§ **THE TASK**: Please copy every line of the material exactly.

§ **AVAILABLE DATA**:
* * * * * * *
PR #65, opened 2017-10-24
[Defect 71] Change all respondents queries to be case insensitive

benjefferies:
Refactored all email queries out into separate method which does a case insensitive query. Tests are to assert this functionality is used. Initially I intended to make sure the query was case insensitive by mocking the sqlalchemy session but the comparator appears to not implement equality checks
* * * * * * *
§ **ANSWER BOX**:
PR #65, opened 2017-10-24
[Defect 71] Change all respondents queries to be case insensitive

benjefferies:
Refactored all email queries out into separate method which does a case insensitive query. Tests are to assert this functionality is used. Initially I intended to make sure the query was case insensitive by mocking the sqlalchemy session but the comparator appears to not implement equality checks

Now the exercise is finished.